## Source records
PR #1720, opened 2024-03-20
Fix a crash when following the user guide.

MartyLake:
Strictly following the user guide for this part yield to a crash because the requirement number 2 does not exist.


stanislaw:
Thanks!

PR #1798, opened 2024-04-27
pickle: catch AttributeErrors on schema changes, raise AssertionError otherwise

stanislaw:


stanislaw:
Thanks @nashif for reporting this.

PR #1835, opened 2024-05-30
Feature: LINK to requirements and custom nodes (static export only for now)

haxtibal:
Currently, a `[LINK: ID]` tag is limited to target either sections or anchors. This change extends the feature so that we can link to `[REQUIREMENT]`s or any other element from a custom grammar. E.g. the following will work now:

```
[DOCUMENT]
TITLE: Document

[GRAMMAR]
ELEMENTS:
- TAG: CUSTOM
  FIELDS:
  - TITLE: UID
    TYPE: String
    REQUIRED: False
  - TITLE: DESCRIPTION
    TYPE: String
    REQUIRED: True

[FREETEXT]
[LINK: CUSTOM-1]
[/FREETEXT]

[CUSTOM]
UID: CUSTOM-1
DESCRIPTION: foo
```

The logic to create the link title in case of requirement or custom element is:
1. Use title field, if defined.
2. Else use UID.
3. Elements without UID are not relevant, as one needs an an UID string to write a LINK tag in the first place.

For cleaner design, we introduce a small wrapper class `LinkableNode` that centralizes rules for how to create the link title.

### DIFF
--- a/docs/strictdoc_01_user_guide.sdoc
+++ b/docs/strictdoc_01_user_guide.sdoc
@@ -1654,14 +1654,16 @@ UID: SDOC_UG_LINKS_AND_ANCHORS
 TITLE: Links
 
 [FREETEXT]
-StrictDoc supports creating inline links to document sections and anchors.
+StrictDoc supports creating inline links to document sections, anchors, requirements and custom grammar elements.
 [/FREETEXT]
 
 [SECTION]
-TITLE: Section links
+TITLE: Links
 
 [FREETEXT]
-When a section has an UID, it is possible to reference this section from any other section's text using a ``[LINK: <Section UID>]`` tag.
+Elements that have an UID can be referenced from section text using a ``[LINK: <UID>]`` tag.
+To reference a section that has an UID, use ``[LINK: <Section UID>]`` tag.
+Likewise, a requirement can be referenced with ``[LINK: <Requirement UID>]``.
 
 Example:
 
--- a/strictdoc/core/traceability_index.py
+++ b/strictdoc/core/traceability_index.py
@@ -78,6 +78,29 @@ class GraphLinkType(IntEnum):
     DOCUMENT_TO_TAGS = 7
 
 
+class LinkableNode:
+    def __init__(self, node: Union[SDocNode, SDocSection, Anchor]):
+        self.inner_node = node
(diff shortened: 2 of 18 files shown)


haxtibal:
Hi @stanislaw, I intend to create a few more tests, but would be interested in your general opinion first.

stanislaw:
This is a very good step forward, and it is been quite a while that I wanted to do this myself. Please proceed with the tests you were going to add.

haxtibal:
@stanislaw From your comments in https://github.com/strictdoc-project/strictdoc/issues/1833#issuecomment-

> what if a requirement is removed, and somewhere there is a link that points to it? Or what if a requirement changes its UID

We have the same potential for inconsistency here:
- Let a freetext contain a link to a requirement. Then a web UI user removes that requirement.
- Let a freetext contain a link to a requirement. Then a web UI user changes the UID of that requirement.

I started to handle it, but am currently stuck on how to handle web dialog interactions:
1. On click to requirement -> delete, server sends a http 200 turbo-stream answer "Deleting a requirement is an unrecoverable action". The UI displays this with a sdoc-modal element.
2. On click to "Delete Requirement", my validation kicks in server side, detects there's a reference, and causes a http 422 response.
3. The "Deleting a requirement is an unrecoverable action" doesn't go away. How to make it disappear and show the validation error instead?

I can probably figure this out on my own but it will take some time for learning. If you know you could help me out with some pointers.

BTW: There's a similar situation when a linked-to section is deleted in the UI. With strictdoc 0.0.55 it is currently unhandled. The section is removed, no error is reported, the referreing freetext has a dangling LINK afterwards. Is this known/intended?

stanislaw:
I have merged this PR as a good start for static export, and I have opened a follow-up ticket here and copied in your comments: https://github.com/strictdoc-project/strictdoc/issues/1839.

> BTW: There's a similar situation when a linked-to section is deleted in the UI.

Good catch. This is not known and is something that I missed before. I have added it to the list of items on the follow-up ticket.

Thank you for contributing this initial patch!

I am ready to complete the remaining parts by myself but I first need to finish implementing the `[TEXT]` behavior. I guess, you are not depending on the editable web interface anyway, so for you, the lack of these validations in the UI is fine for now?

## TASK INSTRUCTIONS
Your answer should consist solely of the lines above from the line with "1. On click" to the line with "2. On click", both included, reproduced exactly.

## SOLUTION TO THIS TASK
1. On click to requirement -> delete, server sends a http 200 turbo-stream answer "Deleting a requirement is an unrecoverable action". The UI displays this with a sdoc-modal element.
2. On click to "Delete Requirement", my validation kicks in server side, detects there's a reference, and causes a http 422 response.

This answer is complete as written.